**** Task material ****
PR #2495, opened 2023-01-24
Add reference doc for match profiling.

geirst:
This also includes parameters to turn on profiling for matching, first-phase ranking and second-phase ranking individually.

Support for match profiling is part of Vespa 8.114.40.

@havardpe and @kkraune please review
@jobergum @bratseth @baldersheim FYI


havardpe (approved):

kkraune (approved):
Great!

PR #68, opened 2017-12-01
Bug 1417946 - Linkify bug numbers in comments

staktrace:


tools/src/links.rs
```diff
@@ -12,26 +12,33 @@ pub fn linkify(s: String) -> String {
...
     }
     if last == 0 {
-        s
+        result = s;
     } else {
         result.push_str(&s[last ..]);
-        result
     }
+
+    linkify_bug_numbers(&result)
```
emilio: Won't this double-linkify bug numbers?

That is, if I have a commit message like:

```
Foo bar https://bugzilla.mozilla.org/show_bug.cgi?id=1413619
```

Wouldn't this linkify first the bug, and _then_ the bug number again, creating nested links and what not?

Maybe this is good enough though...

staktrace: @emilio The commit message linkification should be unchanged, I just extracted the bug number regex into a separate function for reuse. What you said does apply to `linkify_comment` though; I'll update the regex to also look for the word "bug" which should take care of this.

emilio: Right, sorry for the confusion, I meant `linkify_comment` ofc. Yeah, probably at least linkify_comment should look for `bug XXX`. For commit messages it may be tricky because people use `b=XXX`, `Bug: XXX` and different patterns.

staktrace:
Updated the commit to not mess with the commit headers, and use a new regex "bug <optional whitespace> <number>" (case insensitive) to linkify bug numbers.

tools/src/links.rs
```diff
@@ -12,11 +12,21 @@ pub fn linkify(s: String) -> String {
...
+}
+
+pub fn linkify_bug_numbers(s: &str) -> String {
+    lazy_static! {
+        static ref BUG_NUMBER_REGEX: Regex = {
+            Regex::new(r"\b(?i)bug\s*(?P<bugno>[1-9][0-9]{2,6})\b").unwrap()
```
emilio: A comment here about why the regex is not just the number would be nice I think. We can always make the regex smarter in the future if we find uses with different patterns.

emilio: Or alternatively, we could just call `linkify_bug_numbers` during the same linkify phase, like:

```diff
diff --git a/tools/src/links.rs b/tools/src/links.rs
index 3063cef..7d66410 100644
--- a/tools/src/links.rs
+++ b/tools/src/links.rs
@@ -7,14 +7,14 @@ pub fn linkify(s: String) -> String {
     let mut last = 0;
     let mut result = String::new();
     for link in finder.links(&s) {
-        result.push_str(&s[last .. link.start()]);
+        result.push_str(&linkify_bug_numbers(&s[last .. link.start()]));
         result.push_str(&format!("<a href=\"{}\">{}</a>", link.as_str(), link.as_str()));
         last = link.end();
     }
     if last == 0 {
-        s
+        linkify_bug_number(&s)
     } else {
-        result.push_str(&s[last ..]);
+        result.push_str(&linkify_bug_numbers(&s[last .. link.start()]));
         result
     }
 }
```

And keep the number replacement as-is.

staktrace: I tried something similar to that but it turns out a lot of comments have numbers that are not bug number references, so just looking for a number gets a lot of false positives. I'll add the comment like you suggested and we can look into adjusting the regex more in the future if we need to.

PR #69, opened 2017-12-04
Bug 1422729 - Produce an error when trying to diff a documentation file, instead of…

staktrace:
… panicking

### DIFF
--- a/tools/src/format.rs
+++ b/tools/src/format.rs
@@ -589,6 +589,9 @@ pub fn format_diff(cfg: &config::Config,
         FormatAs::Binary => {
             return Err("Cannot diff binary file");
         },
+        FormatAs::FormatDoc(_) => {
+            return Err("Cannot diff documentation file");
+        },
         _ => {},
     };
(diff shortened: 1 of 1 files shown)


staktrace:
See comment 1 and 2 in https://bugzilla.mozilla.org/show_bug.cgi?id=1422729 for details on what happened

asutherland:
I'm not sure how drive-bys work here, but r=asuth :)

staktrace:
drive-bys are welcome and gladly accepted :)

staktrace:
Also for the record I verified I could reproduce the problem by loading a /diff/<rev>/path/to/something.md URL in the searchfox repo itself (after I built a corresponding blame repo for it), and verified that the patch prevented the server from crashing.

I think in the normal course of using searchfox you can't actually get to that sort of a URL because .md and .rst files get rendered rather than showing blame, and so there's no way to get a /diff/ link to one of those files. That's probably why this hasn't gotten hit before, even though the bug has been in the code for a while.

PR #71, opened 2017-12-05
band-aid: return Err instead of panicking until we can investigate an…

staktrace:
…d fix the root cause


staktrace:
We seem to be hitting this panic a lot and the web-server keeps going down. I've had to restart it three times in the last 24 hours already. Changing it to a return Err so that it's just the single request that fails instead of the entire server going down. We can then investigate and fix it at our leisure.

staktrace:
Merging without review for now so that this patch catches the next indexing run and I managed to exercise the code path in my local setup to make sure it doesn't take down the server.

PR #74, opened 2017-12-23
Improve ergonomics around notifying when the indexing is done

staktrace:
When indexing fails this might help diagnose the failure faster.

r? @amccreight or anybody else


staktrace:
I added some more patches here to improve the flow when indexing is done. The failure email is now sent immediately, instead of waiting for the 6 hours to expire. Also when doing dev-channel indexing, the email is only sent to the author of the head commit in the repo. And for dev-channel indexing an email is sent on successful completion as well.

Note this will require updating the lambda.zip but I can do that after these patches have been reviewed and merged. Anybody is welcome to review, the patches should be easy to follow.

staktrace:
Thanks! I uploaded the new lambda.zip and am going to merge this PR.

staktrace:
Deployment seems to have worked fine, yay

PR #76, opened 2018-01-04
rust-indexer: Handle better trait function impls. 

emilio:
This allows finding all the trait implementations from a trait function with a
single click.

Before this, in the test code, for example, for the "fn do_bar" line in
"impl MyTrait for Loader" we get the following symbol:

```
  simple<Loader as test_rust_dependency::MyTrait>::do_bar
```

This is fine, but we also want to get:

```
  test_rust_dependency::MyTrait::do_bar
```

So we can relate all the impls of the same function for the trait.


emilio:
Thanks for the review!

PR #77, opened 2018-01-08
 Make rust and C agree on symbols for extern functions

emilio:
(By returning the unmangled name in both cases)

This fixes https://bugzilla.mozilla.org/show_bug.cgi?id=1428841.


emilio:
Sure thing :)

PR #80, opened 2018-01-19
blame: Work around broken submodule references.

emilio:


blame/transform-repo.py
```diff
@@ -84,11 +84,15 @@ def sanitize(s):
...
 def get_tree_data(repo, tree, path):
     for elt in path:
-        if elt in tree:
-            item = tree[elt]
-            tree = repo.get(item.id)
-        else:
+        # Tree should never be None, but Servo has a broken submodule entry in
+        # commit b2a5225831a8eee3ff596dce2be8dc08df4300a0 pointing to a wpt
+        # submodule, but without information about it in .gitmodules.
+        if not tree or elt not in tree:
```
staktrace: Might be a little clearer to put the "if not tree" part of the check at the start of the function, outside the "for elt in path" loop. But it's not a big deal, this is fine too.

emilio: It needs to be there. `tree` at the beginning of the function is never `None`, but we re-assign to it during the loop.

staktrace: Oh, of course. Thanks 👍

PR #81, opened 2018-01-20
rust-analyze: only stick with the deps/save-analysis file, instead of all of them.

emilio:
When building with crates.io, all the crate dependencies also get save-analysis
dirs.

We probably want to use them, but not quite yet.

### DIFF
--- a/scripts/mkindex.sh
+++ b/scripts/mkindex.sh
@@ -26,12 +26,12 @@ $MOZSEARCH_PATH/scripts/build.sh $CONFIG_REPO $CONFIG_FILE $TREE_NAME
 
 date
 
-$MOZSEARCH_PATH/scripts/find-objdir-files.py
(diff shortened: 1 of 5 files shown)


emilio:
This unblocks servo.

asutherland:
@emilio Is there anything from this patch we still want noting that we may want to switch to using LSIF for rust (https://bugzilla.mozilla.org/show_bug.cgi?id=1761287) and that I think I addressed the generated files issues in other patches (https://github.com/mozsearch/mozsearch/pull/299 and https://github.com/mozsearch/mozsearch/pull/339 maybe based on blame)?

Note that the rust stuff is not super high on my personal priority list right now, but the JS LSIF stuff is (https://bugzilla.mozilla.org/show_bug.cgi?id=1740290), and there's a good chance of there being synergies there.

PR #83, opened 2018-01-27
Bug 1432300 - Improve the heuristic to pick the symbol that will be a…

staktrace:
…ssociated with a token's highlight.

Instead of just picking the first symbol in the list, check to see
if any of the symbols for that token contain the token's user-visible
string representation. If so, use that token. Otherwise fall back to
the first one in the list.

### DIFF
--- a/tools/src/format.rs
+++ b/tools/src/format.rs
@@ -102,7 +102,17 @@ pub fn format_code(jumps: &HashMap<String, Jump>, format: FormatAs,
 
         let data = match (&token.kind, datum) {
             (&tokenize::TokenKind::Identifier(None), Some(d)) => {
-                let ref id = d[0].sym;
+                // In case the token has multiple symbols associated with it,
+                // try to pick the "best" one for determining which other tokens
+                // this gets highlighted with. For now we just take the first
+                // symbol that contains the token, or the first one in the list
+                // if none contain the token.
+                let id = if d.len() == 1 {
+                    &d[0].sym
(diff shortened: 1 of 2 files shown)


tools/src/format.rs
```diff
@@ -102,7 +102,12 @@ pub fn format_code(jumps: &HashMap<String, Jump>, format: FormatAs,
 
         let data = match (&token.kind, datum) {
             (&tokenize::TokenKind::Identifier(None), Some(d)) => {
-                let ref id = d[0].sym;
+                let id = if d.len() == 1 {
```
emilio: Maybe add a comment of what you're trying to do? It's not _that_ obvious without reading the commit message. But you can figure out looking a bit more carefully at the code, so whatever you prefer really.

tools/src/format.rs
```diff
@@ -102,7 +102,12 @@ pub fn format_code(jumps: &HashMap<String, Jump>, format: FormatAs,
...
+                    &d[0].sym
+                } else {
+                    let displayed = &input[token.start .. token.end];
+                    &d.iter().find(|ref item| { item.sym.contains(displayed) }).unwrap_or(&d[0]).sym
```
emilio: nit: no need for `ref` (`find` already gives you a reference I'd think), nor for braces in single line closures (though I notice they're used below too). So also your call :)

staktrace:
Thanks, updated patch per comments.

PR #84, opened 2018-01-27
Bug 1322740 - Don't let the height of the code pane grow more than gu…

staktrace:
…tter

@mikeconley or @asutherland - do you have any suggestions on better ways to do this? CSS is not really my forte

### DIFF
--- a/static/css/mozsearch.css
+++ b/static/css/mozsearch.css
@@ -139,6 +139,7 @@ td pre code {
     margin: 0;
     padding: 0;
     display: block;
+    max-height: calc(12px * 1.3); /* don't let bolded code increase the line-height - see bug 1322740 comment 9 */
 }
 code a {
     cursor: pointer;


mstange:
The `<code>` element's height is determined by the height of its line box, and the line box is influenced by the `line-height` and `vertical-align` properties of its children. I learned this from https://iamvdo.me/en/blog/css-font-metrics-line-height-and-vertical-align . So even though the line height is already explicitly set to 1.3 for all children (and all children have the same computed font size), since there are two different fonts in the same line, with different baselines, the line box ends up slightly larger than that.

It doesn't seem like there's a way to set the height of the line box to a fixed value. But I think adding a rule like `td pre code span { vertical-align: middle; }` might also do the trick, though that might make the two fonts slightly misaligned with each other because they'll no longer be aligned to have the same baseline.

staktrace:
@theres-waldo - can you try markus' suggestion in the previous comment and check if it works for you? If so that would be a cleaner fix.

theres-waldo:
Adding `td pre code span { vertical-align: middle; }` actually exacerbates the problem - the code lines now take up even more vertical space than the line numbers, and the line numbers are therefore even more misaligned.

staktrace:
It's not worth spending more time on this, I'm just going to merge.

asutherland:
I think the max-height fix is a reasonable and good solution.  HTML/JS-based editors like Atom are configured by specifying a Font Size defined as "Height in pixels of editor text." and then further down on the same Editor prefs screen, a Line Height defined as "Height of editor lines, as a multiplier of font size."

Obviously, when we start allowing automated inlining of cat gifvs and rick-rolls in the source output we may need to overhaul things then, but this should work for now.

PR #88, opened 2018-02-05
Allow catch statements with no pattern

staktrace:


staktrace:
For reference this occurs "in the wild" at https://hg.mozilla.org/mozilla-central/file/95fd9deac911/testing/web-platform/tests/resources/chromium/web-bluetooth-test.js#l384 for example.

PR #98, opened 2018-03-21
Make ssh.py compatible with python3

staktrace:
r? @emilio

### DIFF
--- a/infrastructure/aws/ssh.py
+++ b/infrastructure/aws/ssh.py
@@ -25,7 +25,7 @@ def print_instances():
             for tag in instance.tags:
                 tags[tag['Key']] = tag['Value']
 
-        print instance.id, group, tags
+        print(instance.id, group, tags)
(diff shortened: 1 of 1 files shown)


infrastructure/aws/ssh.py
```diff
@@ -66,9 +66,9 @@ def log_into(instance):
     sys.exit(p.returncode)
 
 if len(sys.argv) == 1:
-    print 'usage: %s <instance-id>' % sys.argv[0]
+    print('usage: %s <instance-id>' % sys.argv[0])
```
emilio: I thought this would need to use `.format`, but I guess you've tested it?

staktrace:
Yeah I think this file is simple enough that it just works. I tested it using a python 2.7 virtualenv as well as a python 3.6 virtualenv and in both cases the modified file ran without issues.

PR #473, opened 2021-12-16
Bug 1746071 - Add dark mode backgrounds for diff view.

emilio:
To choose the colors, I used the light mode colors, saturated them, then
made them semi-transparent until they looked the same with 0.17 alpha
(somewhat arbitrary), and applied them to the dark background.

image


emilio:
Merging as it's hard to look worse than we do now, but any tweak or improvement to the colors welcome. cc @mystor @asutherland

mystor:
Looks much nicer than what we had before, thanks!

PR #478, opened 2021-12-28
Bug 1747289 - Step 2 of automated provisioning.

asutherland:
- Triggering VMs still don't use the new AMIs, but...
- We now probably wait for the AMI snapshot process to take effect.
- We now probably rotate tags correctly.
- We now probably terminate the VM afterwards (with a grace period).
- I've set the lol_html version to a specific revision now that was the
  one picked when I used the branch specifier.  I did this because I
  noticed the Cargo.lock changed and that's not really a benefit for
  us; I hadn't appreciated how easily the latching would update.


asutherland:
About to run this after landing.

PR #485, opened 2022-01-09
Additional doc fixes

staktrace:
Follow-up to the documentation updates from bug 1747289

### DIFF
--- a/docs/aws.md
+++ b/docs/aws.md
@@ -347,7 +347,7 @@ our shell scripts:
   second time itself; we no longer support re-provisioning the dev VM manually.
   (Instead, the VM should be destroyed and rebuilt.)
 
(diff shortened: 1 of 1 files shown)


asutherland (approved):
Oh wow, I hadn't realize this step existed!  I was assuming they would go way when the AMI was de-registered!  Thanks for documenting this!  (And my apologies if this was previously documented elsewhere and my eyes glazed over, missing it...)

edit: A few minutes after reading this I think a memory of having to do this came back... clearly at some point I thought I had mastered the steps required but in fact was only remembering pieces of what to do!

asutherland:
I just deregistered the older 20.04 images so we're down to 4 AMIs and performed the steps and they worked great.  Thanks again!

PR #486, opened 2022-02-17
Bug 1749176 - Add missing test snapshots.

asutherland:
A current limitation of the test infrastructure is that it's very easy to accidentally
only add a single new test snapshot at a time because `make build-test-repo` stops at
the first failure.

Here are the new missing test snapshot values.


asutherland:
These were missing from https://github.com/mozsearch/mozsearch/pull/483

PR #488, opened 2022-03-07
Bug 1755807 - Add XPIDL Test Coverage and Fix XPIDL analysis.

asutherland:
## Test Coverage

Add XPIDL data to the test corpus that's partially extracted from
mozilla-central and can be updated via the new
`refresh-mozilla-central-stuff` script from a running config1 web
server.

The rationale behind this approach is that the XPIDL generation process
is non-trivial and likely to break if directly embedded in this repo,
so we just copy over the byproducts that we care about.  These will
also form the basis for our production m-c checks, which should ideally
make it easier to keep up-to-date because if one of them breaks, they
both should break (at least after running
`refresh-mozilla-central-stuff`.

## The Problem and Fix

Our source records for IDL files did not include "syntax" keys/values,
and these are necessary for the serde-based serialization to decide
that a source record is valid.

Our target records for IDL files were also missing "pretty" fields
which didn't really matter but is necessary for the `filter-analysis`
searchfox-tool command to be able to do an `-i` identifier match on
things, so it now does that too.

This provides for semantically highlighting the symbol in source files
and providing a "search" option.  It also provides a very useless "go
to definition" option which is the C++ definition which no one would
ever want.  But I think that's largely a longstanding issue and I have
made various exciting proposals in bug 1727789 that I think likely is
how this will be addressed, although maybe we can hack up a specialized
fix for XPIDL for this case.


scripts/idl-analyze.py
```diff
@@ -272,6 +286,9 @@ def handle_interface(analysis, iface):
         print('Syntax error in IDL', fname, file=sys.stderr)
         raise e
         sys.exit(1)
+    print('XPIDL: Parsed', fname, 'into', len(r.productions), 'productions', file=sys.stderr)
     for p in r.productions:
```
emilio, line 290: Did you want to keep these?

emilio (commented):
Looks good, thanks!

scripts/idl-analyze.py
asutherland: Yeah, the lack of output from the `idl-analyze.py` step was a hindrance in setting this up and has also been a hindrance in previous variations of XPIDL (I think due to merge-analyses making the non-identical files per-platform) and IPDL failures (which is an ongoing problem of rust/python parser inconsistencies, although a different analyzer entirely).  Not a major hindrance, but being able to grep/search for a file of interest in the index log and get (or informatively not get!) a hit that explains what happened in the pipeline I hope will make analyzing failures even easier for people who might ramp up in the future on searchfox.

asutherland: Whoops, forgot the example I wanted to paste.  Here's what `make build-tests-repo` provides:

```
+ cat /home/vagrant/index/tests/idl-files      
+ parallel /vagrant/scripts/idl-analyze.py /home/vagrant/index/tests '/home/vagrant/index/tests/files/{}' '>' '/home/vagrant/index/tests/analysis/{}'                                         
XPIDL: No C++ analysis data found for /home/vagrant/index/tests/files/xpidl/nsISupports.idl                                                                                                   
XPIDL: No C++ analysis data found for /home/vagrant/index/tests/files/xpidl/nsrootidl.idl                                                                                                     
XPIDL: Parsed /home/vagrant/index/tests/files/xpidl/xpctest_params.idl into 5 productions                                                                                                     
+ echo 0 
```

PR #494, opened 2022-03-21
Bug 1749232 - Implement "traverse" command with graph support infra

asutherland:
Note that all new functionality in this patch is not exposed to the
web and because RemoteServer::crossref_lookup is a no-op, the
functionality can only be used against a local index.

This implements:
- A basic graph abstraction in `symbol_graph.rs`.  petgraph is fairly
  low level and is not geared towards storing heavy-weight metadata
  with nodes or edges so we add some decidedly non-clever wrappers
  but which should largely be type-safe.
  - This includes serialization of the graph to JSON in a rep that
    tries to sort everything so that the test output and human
****
◆ How to complete this task
Print exactly the lines above from the one with "Maybe this is good enough though..." to the one with "And keep the number replacement as-is.", including both.

◆ Answer to the problem
Maybe this is good enough though...

staktrace: @emilio The commit message linkification should be unchanged, I just extracted the bug number regex into a separate function for reuse. What you said does apply to `linkify_comment` though; I'll update the regex to also look for the word "bug" which should take care of this.

emilio: Right, sorry for the confusion, I meant `linkify_comment` ofc. Yeah, probably at least linkify_comment should look for `bug XXX`. For commit messages it may be tricky because people use `b=XXX`, `Bug: XXX` and different patterns.

staktrace:
Updated the commit to not mess with the commit headers, and use a new regex "bug <optional whitespace> <number>" (case insensitive) to linkify bug numbers.

tools/src/links.rs
```diff
@@ -12,11 +12,21 @@ pub fn linkify(s: String) -> String {
...
+}
+
+pub fn linkify_bug_numbers(s: &str) -> String {
+    lazy_static! {
+        static ref BUG_NUMBER_REGEX: Regex = {
+            Regex::new(r"\b(?i)bug\s*(?P<bugno>[1-9][0-9]{2,6})\b").unwrap()
```
emilio: A comment here about why the regex is not just the number would be nice I think. We can always make the regex smarter in the future if we find uses with different patterns.

emilio: Or alternatively, we could just call `linkify_bug_numbers` during the same linkify phase, like:

```diff
diff --git a/tools/src/links.rs b/tools/src/links.rs
index 3063cef..7d66410 100644
--- a/tools/src/links.rs
+++ b/tools/src/links.rs
@@ -7,14 +7,14 @@ pub fn linkify(s: String) -> String {
     let mut last = 0;
     let mut result = String::new();
     for link in finder.links(&s) {
-        result.push_str(&s[last .. link.start()]);
+        result.push_str(&linkify_bug_numbers(&s[last .. link.start()]));
         result.push_str(&format!("<a href=\"{}\">{}</a>", link.as_str(), link.as_str()));
         last = link.end();
     }
     if last == 0 {
-        s
+        linkify_bug_number(&s)
     } else {
-        result.push_str(&s[last ..]);
+        result.push_str(&linkify_bug_numbers(&s[last .. link.start()]));
         result
     }
 }
```

And keep the number replacement as-is.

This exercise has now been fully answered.